EXERCISE. Look through the records that follow. Copy every line containing the word "opened".

RECORDS PROVIDED.
++++++

PR #72, opened 2023-01-23
Eahw 2554/UI branch deploys

joannafawl:
- Deploys branch by pushing to S3 and deploying ingress for branch on pull request
- Branch deployments can be accessed on `eahw-xxxx-web.dev.callisto-notprod.homeoffice.gov.uk`, eg. [here](https://eahw-2554-web.dev.callisto-notprod.homeoffice.gov.uk/)

Note: currently it just displays a white screen as it is trying to connect to Keycloak


.drone.yml
```diff
@@ -84,7 +84,26 @@ steps:
     commands:
       - npm run build
     depends_on:
-      - install dependencies
+      - lint project
+      - test project
+
+  - name: deploy branch to S3
```
holly-blues, line 90: Does it make sense to put this step into the new branch deploy pipeline? I think I just added this here for testing purposes. Also the depends_on changes above can be reverted.

joannafawl: I thought about doing that and tried putting the deploy to S3 step in different pipelines for branch and dev, but I think because the same files are used in branch and dev, we'd need to copy the install dependencies and build steps into two pipelines. I wasn't sure if that would be preferred to have repeated code if it means the pipeline is more clearly separated? 

For the depends_on, I thought we would only want the deploy to S3 to happen if tests pass, but maybe that logic could be moved

holly-blues: Ah yes. The node_modules won't be available to the new pipeline...

The proposed changes for Keycloak will require a branch specific Keycloak url, so will probably have to re-build for a branch but can cross that bridge then.

Happy to leave it for now.

holly-blues (approved):

JWeston-HO (approved):

Issue #7185, opened 2024-06-08
Have Turbo mode env option for radio streams quick start, to reduce startup lag and cpu spike


t0mtaylor:
### Installation Method

Docker Installation

### AzuraCast Release Channel

Rolling Release Channel

### Current AzuraCast Version

Affects Latest and Stable

### What happened?

Have Turbo mode env option for radio streams quick start, to reduce startup lag and cpu spike

During startup, it is too slow to start streaming the station after you update or simply restart the docker container, with a massive CPU spike

Even on a system with 12 cores and 64gb of ram, the massive resource spike always slows starting up and streaming of all stations - even just one station!

Looking into the startup logs, Azuracast is trying to scan playlists and files, which seems unnecessary at startup!

I propose a "Turbo" mode within the env file, which would force Azuracast to "Quick Start" the radio streams as a priority without the massive CPU Spike with the other lower priority services and actions - bit like a feature flag

The scheduled tasks (and any others not a priority to start the stream) should also start 5 minutes after the station starts, or the user has the option to manually trigger the jobs via the GUI if required, although for Turbo mode this is not essential

BusterNeece:
@t0mtaylor Much of the startup stuff that we do isn't really something you can skip on. For example, the initial portion is flushing caches, clearing temp files, ensuring the database is on the latest version and migrated, etc...and those don't take too terrifically long but are very important.

I believe the slowdown you're referring to specifically comes from the initial CPU burden of either analyzing files for ReplayGain or for AutoCue. Both of those will, if there isn't any metadata already written to the file, basically analyze any file that _could_, in theory, play right at that moment; that includes at least one file from every playlist you have and the first file that's cued up for playback by the AutoDJ.

In that regard, there's definitely room for improvement, and it's a very high priority for us right now to do that. We have to make some "under the hood" changes to facilitate it, but we intend to add the ability for you to set a "save metadata" mode, enabled by default if you enable either ReplayGain or AutoCue, where the special metadata used by those processes is automatically written to the file (and/or to our metadata database) as it's uploaded (or during routine reprocessing), which would then be referenced by those tools upon startup, all but removing the initial CPU load and shifting it to a much more gradual process that happens only when media is uploaded or reprocessed.

t0mtaylor:
Thank you @BusterNeece 

[...]

Issue #7175, opened 2024-06-04
AzuraCast 0.20.1 Update Issues: ReplayGain and AutoCue Problems


BornKillaz:
### Installation Method

Docker Installation

### AzuraCast Release Channel

Rolling Release Channel

### Current AzuraCast Version

AzuraCast • v0.20.1 Stable • Docker • PHP 8.3

### What happened?

Ok, so today I update Azuracast to versions 0.20.1... What a disaster!

I come across similar issues I encountered on the previous update, my station haven't start, it just keep playing the fallback mp3 file. 

After a few restarts, including Liquidsoap reload, full station restart and docker restart I was able to put the station online again but only by disabling ReplayGain in the Auto DJ tab.

Then I went to activate autocue, added my settings (bellow) to liquidsoap, disabled ReplayGain and reload / restart / did everything again, with no luck the station kept offline.

```
settings.autocue.cue_file.noclip := true 
settings.autocue.cue_file.write_tags := true
settings.autocue.cue_file.target := -17.0
```

So the only way I could get my station stream back again, was to disable ReplayGain, then reload and it worked, at least it produced some sound from playlists....

So this latest version it a totally disaster for me, at first caused by ReplayGain as far as I could figure it. Now I have the station running without ReplayGain, nor autocue. And on top of that,  my playlist is constantly failing and falling back to the default playlist, and suddenly back to the correct playlist... What a mess...

### Relevant log output

```shell
https://pastebin.com/VfyQfCXR
```

BornKillaz:
On top of the described above, even when I have Smart Mode active and autocue disabled, Most of the times I get no transition at all:
2024/06/04 23:18:33 [cross.smart:3] No transition: using default.

I'm going back to previous version v20.0. Hopefully I can download with an existent backup.

BusterNeece:
This isn't a very good GitHub issue report. It's not very helpful to us to just say "this update was a disaster!" and other "the old version was better" type sentiments.

If you enabled AutoCue for the first time in 0.20.1 and that caused problems, then it's possible that it was the _enabling of AutoCue_ that caused the problems, not the actual 0.20.1 update itself, which not only doesn't require that you use AutoCue but doesn't enable it by default.

[...]

PR #7189, opened 2024-06-09
Allow disabling generation of LS playlist definitions if not needed

Vaalyn:
**Fixes issue:**
This feature could alleviate the CPU load problems from the initial analyzing of files for AutoCue, which could fix some of the load issues from #7175, #7178 & #7185

**Proposed changes:**
This PR adds a new flag to the Station Backend Configuration that let's a user control if the Liquidsoap config writer should always generate `playlist_xyz` definitions or if it should omit generating those that do not explicitly need to exists in LS code.

This will only target playlists that are song based, not advanced type, do not have any advanced options active and only on stations without manual autodj active.

This ensures that only if there is a reason for the playlist to exists in the LS code will the `playlist_xyz` definition be generated. For example due to having to manually schedule it or because it's playback relies on specific LS operators being applied for it (like switches and stuff).

Since I'd categorize this as an optimization feature that will mostly only really be noticeable by bigger stations, stations with long files, with AutoCue enabled or a combination of those I've made it set to true by default (so always generate everything). But this should make it possible if needed to reduce the amount resources consumed by LS on startup due to having potentially a lot less playlists / files to analyze on statup and to keep track of internally.


Vaalyn:
@BusterNeece 😄 naming, the hardest thing in dev. No worries, I had my issues finding something half way decent anyways and still found it clunky.

t0mtaylor:
Looks good @Vaalyn @BusterNeece - trying this now, i'll let it run the Latest RR for a couple of hours and try restarting to see if its any quicker and less cpu crazy!

(Rolling Release #[117f4cb](https://github.com/AzuraCast/AzuraCast/commit/117f4cb92bbe9d4dcadde3a9bca01efbd7344a19) (2024-06-10 9:21) • Docker • PHP 8.3)

PR #7221, opened 2024-06-21
feat:hide play button and change radio logo

OthyTenk:
What changes:
- It is updated with a new DC logo, an old one on the player widget, and an admin dashboard.
- It hid the play button. Then it did auto-play the stream.

**Fixes issue:**

**Proposed changes:**


BusterNeece:
This isn't the first pull request we've accidentally received from BoostCast.

We're happy to receive pull requests that improve the functionality or stability of the application, but we don't want PRs that incorporate things like what BoostCast is doing (branding changes, naming changes, and removing credit and donation attributions).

++++++

SOLVED EXERCISE.
PR #72, opened 2023-01-23
Issue #7185, opened 2024-06-08
Issue #7175, opened 2024-06-04
PR #7189, opened 2024-06-09
PR #7221, opened 2024-06-21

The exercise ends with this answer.